| What you should do |
Exactly as they appear below, repeat the lines from the one with "Commit | Change |" through the one with "retry budget |", and no others.
*** Listed entries ***
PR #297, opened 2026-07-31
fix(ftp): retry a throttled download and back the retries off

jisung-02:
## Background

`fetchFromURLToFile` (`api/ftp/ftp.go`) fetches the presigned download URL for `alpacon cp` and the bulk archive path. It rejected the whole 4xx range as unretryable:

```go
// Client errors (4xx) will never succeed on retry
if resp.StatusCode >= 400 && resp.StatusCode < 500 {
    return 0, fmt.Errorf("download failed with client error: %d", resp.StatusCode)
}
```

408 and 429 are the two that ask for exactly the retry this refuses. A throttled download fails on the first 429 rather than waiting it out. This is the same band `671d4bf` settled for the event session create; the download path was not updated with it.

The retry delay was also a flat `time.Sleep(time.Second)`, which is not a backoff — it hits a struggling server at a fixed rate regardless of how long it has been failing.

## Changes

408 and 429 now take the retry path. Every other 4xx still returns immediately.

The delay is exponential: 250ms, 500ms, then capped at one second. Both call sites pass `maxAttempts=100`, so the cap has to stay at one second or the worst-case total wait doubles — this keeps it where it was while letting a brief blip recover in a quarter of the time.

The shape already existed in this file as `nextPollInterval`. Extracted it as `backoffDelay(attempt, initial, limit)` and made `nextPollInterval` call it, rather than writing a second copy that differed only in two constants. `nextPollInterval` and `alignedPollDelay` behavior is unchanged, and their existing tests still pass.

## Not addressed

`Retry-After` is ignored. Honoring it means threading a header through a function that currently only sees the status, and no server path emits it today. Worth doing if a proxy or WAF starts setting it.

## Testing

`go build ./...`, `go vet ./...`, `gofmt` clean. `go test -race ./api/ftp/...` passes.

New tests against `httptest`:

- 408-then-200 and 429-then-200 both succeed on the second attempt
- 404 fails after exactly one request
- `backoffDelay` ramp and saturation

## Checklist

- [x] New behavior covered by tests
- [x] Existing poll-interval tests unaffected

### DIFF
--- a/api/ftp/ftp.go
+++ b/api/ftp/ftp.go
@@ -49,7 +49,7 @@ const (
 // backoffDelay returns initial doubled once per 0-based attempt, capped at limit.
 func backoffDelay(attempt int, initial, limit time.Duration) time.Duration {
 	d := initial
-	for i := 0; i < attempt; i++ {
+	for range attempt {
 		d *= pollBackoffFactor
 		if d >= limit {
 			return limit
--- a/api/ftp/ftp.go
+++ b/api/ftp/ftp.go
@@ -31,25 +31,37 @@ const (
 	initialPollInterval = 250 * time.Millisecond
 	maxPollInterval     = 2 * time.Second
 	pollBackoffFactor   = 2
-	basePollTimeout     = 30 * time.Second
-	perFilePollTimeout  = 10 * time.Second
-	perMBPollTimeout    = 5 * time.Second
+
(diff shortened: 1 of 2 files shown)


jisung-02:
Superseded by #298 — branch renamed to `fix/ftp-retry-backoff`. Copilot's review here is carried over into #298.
*** End of Listed entries ***
*** Listed entries ***
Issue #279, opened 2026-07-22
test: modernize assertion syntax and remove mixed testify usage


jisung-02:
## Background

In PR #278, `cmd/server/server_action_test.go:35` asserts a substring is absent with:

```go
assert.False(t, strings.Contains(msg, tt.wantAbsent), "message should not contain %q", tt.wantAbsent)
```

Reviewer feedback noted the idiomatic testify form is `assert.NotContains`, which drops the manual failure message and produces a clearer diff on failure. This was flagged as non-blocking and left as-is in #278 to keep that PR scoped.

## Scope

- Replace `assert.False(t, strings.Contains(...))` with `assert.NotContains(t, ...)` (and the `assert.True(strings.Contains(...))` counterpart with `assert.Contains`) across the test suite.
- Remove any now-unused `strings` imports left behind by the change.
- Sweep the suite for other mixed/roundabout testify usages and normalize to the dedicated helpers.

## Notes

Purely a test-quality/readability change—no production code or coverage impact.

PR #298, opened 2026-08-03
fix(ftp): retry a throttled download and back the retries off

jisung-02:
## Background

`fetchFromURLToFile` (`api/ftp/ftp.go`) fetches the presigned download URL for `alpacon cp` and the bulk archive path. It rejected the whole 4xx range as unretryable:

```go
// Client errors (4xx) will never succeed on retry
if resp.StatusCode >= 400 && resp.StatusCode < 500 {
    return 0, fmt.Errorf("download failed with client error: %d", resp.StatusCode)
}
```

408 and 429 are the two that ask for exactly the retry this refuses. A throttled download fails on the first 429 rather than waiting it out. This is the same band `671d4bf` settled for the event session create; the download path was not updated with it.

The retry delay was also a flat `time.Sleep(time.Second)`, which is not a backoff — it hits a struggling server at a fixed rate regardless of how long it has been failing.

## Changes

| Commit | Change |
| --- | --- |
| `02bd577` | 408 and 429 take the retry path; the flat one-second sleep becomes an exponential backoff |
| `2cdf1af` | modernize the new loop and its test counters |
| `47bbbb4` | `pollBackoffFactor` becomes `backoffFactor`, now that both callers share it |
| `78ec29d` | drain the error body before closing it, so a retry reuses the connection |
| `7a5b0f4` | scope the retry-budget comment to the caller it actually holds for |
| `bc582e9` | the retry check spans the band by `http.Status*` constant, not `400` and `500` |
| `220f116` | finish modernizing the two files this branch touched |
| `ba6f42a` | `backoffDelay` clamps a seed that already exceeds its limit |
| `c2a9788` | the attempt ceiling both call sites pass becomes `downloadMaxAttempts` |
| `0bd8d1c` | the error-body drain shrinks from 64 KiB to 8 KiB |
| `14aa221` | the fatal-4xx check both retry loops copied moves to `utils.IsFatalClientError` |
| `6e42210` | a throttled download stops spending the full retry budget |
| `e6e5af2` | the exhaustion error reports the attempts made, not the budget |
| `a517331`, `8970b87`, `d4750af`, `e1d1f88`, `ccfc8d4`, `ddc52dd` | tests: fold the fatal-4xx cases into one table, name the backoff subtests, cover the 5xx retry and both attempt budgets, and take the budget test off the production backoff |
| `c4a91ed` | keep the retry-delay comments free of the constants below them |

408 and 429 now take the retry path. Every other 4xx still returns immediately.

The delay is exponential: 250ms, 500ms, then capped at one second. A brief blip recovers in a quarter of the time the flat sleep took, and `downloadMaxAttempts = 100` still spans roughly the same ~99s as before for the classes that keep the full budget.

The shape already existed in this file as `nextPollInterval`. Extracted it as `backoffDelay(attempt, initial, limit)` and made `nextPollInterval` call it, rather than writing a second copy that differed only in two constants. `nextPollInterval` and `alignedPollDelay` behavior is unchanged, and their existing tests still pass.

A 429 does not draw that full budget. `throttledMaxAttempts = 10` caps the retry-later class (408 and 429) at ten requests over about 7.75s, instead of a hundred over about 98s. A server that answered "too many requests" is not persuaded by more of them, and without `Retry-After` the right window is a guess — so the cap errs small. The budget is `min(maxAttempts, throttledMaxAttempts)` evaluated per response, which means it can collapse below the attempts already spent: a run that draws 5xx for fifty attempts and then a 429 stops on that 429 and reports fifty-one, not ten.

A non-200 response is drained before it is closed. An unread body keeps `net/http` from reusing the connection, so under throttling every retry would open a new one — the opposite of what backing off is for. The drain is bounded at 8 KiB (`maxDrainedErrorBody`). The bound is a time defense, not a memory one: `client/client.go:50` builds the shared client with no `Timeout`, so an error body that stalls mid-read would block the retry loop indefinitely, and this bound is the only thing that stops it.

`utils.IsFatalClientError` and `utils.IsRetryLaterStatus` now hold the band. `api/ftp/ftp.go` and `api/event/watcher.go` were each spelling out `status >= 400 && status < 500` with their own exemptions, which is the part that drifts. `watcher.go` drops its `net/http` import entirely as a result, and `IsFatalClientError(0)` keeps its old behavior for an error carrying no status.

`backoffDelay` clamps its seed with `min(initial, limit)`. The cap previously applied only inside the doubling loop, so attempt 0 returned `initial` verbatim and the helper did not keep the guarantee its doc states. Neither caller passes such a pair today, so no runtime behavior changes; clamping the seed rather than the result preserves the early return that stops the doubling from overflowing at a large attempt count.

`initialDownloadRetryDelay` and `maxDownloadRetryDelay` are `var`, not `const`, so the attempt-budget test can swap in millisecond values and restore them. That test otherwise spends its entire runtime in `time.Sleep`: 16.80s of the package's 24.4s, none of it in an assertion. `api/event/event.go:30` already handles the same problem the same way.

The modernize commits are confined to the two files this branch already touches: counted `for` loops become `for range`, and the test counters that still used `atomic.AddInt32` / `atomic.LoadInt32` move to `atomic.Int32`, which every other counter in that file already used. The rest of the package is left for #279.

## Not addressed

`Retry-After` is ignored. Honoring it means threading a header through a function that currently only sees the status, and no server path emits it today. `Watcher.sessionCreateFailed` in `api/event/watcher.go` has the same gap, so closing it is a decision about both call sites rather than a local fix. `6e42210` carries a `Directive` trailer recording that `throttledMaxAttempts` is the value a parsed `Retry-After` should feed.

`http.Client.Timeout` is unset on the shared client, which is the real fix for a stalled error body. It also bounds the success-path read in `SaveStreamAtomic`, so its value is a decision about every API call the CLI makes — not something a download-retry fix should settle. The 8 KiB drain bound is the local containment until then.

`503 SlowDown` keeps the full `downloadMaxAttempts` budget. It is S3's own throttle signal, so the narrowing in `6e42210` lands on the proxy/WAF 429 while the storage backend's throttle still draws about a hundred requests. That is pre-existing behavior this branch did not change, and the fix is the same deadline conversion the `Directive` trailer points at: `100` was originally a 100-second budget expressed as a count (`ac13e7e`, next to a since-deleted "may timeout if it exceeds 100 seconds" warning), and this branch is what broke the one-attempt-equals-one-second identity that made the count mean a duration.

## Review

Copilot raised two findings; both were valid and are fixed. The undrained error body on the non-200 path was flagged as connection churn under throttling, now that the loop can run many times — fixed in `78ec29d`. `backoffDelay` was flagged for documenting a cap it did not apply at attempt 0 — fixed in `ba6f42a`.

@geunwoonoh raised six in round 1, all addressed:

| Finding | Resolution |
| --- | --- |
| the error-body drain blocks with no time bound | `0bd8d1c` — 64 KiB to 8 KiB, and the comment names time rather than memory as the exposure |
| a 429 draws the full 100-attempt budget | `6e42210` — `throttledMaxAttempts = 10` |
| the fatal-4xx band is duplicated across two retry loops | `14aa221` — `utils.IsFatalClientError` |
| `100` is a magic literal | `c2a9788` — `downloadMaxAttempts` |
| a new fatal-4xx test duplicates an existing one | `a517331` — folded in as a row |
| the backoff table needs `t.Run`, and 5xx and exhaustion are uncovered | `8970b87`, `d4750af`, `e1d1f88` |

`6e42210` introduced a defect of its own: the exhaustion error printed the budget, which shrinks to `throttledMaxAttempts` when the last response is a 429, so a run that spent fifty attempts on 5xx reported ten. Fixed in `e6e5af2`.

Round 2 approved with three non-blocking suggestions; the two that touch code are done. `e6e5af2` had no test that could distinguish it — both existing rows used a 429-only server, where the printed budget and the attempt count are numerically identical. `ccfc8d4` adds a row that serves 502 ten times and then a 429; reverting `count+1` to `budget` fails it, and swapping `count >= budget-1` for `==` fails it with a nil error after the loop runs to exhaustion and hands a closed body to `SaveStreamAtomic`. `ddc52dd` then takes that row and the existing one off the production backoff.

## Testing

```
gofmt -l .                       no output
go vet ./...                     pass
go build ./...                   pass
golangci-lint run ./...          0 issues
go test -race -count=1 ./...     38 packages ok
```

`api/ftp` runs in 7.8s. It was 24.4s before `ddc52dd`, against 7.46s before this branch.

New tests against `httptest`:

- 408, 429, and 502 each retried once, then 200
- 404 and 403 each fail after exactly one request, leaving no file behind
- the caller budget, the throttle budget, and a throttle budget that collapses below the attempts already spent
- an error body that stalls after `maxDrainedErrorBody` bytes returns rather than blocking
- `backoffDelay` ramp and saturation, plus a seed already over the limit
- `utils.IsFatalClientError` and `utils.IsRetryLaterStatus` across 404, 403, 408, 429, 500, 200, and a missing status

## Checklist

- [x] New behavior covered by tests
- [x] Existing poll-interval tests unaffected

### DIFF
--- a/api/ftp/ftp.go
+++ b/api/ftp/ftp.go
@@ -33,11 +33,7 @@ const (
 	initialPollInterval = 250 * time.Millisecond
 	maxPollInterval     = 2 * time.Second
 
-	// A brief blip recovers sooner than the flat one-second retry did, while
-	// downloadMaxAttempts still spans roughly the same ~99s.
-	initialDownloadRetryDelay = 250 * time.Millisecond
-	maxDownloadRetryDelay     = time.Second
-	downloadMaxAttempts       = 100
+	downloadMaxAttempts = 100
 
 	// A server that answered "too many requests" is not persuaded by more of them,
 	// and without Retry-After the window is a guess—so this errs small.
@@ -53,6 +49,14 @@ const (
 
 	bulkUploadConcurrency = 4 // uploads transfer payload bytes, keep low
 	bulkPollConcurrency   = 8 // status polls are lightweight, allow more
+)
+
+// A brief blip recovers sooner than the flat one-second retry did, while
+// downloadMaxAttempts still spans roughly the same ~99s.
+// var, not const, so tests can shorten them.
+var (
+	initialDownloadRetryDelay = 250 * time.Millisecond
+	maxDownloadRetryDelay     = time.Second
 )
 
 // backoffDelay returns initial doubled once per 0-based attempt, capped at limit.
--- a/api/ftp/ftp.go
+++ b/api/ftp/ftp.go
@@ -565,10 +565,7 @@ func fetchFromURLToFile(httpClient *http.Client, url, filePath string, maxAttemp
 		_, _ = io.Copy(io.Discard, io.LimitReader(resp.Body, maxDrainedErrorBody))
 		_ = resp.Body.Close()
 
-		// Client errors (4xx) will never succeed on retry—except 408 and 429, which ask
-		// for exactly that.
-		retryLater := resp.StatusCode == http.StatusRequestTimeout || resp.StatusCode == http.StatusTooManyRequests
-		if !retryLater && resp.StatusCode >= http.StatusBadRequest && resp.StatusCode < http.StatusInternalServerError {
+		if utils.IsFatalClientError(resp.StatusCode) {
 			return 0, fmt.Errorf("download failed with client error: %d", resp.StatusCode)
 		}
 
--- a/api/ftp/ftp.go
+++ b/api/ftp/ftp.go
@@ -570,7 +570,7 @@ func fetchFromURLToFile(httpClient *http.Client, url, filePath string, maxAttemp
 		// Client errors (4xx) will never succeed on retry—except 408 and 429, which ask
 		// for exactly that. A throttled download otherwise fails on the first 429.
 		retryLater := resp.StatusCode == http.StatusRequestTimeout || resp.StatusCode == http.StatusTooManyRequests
*** End of Listed entries ***
| Final answer |
| Commit | Change |
| --- | --- |
| `02bd577` | 408 and 429 take the retry path; the flat one-second sleep becomes an exponential backoff |
| `2cdf1af` | modernize the new loop and its test counters |
| `47bbbb4` | `pollBackoffFactor` becomes `backoffFactor`, now that both callers share it |
| `78ec29d` | drain the error body before closing it, so a retry reuses the connection |
| `7a5b0f4` | scope the retry-budget comment to the caller it actually holds for |
| `bc582e9` | the retry check spans the band by `http.Status*` constant, not `400` and `500` |
| `220f116` | finish modernizing the two files this branch touched |
| `ba6f42a` | `backoffDelay` clamps a seed that already exceeds its limit |
| `c2a9788` | the attempt ceiling both call sites pass becomes `downloadMaxAttempts` |
| `0bd8d1c` | the error-body drain shrinks from 64 KiB to 8 KiB |
| `14aa221` | the fatal-4xx check both retry loops copied moves to `utils.IsFatalClientError` |
| `6e42210` | a throttled download stops spending the full retry budget |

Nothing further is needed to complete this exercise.